Women are more common at hunt camp today, and in general, men work to make them feel welcome. Dovey credits these positive changes to the women before her that opened doors to the freedoms we enjoy today—leaders such as Shirley Grenoble, Sheila Link, Betty Lou Fegely, Brenda Valentine, Sherry Crumley, Kathy Etling and many more.
Mallory, Dovey and Lueck agree that sharing a hunt camp with men can be a great experience. So, if you get an invitation, don’t send your regrets. But do move forward with your eyes wide open and your antenna up. Plus, know where your boundaries are. Some women are comfortable playing poker and joining in on the naughty jokes. Others prefer tamer stories being told around a campfire. By joining a group that’s right for you and then being a good citizen at hunt camp, you just may have the time of your life.
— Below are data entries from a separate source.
PR #199, opened 2023-10-13
Nxo auth config

kelay858:

### Summary of changes

 - Creating the auth config for android for merchant passed email

 ### Checklist

 - [ ] Added a changelog entry

-

### DIFF
--- a/PayPalNativePayments/src/main/java/com/paypal/android/paypalnativepayments/PayPalNativeCheckoutRequest.kt
+++ b/PayPalNativePayments/src/main/java/com/paypal/android/paypalnativepayments/PayPalNativeCheckoutRequest.kt
@@ -7,5 +7,20 @@ data class PayPalNativeCheckoutRequest(
     /**
      * The order ID associated with the request.
      */
-    val orderId: String
+    val orderId: String,
+
+    /**
+     * Optional: The setup configuration for authentication
+     */
+    val authConfig: AuthConfig? = null
+)
+
+/**
+ * Used for setting up authentication configurations
+ */
+data class AuthConfig(
+    /**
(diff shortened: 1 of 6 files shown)


PayPalNativePayments/src/main/java/com/paypal/android/paypalnativepayments/PayPalNativeCheckoutRequest.kt
```diff
@@ -7,5 +7,20 @@ data class PayPalNativeCheckoutRequest(
     /**
      * The order ID associated with the request.
      */
-    val orderId: String
+    val orderId: String,
+
+    /**
+     * Optional: The setup configuration for authentication
+     */
+    val authConfig: AuthConfig? = null
```
sshropshire, line 15:
```suggestion
    val email: String? = null
```
nit: would it be cleaner to just have a `val email: String?` property ?

scannillo: ➕1 here

tdchow: I believe Kevin separated the `AuthConfig ` data class in the Checkout repo because there are a bunch of other properties on the Config object. I can update this to add the email field directly to request object here.

tdchow:
I don't have write access to Kevin's fork. We can wait until he's back from PTO to push the changes. 

If we end up releasing before he gets back, I'll open a separate PR for these changes. Thanks!

jaxdesmarais:
Closing as duplicate of #216

PR #201, opened 2023-10-16
[GitHub Actions] Create Workflow to Deploy Demo App to Google Play

sshropshire:
### Summary of changes

 - Use the [Triple-T/gradle-play-publisher ](https://github.com/Triple-T/gradle-play-publisher)3rd-party plugin to enable push button deployments of the Demo app to Google Play
 - Create GitHub Action to deploy to Google Play manually

 ### Checklist

- @sshropshire


Demo/build.gradle
```diff
@@ -16,12 +17,11 @@ android {
         applicationId "com.paypal.android"
         minSdkVersion 21
         targetSdkVersion 33
-        versionCode 1
+        versionCode 2
```
sarahkoop: Should there be a step in this workflow to bump this? It will fail if it's not a higher number than previous version right?

scannillo:
Is there a site similar to TestFlight where we can go to see that a build was properly published? Also how do we prevent the build from hitting the actual Play Store?

Demo/build.gradle
sshropshire: Yup! I was hoping to do a couple YOLO commits to verify that GitHub Actions before adding version code bump automation. I've been able to deploy from the command line on my local workstation so far.

sshropshire:
> Is there a site similar to TestFlight where we can go to see that a build was properly published? Also how do we prevent the build from hitting the actual Play Store?

Yeah! The Google Play Console will be the place. I'm gonna add a docs guide internally once everything's wrapped up.

Demo/build.gradle
```diff
@@ -61,6 +61,31 @@ android {
...
         }
     }
+
+    // https://developer.android.com/build/build-variants#groovy
+    signingConfigs {
+        release {
+            storeFile file(System.getenv('DEMO_KEYSTORE_FILE') ?: 'debug.keystore')
+            storePassword System.getenv('DEMO_KEYSTORE_PASSWORD') ?: 'android'
+            keyAlias System.getenv('DEMO_KEY_ALIAS') ?: 'androiddebugkey'
+            keyPassword System.getenv('DEMO_KEY_PASSWORD') ?: 'android'
```
scannillo, line 71: Do these variables need to be set locally in order to do a command-line deploy?

sarahkoop (approved):

Demo/build.gradle
sshropshire: They do need to be set yes, but they'll be set in the CI environment. I did some manual deploys early on but it should all be automated going forward.

Demo/build.gradle
sshropshire: Ended up updating the script to do this automatically 👍.

FraudProtection/build.gradle
```diff
@@ -9,8 +9,6 @@ android {
     defaultConfig {
         minSdkVersion modules.androidMinSdkVersion
         targetSdkVersion modules.androidTargetVersion
-        versionCode modules.sdkVersionCode
-        versionName modules.sdkVersionName
```
sshropshire, line 13: Removed these properties form library modules since they no longer apply ([reference](https://developer.android.com/build/releases/past-releases/agp-4-1-0-release-notes)).

scannillo (approved):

Secrets of a Successful Hunt Camp Experience
Make the most of your hunt with the following tips:
1. Be open and ready to laugh at yourself. If you’re a new hunter, you’ll probably do something silly. Just enjoy the experience and be ready to ask questions.
2. Don’t be too quick to get upset if you’re getting teased. Instead, step back and see what’s happening. What you might find is the men are making fun of the other men and themselves, too. They might be treating you like one of the gang.
1. If it’s your first time to go to a mostly male hunt camp, go with people you know and are comfortable with. Having a friend along for the ride can make it a lot less bumpy.
2. Don’t hog the bathroom, especially if you’re sharing those quarters. Spending 45 minutes blow drying your hair won’t win you friends at hunt camp. Be ready to pitch in with hunt camp chores, too.
1. Fine tune your radar to be aware of situations you want to avoid with the opposite sex.
2. Vet the hunt camp situation carefully before you go. Talk to the lodge owner, guide, outfitter or hunt camp coordinator. Ask questions about the sleeping arrangements, who will be on the hunt, what you should bring, and what duties you’ll be expected to handle.
All three women agreed that if you are uncomfortable with the language or behavior of the men at your hunt camp, speak up, especially if you feel that your safety is being threatened. If things don’t change, it’s time to talk to the person who is in charge of the hunt or find a new group to hunt with.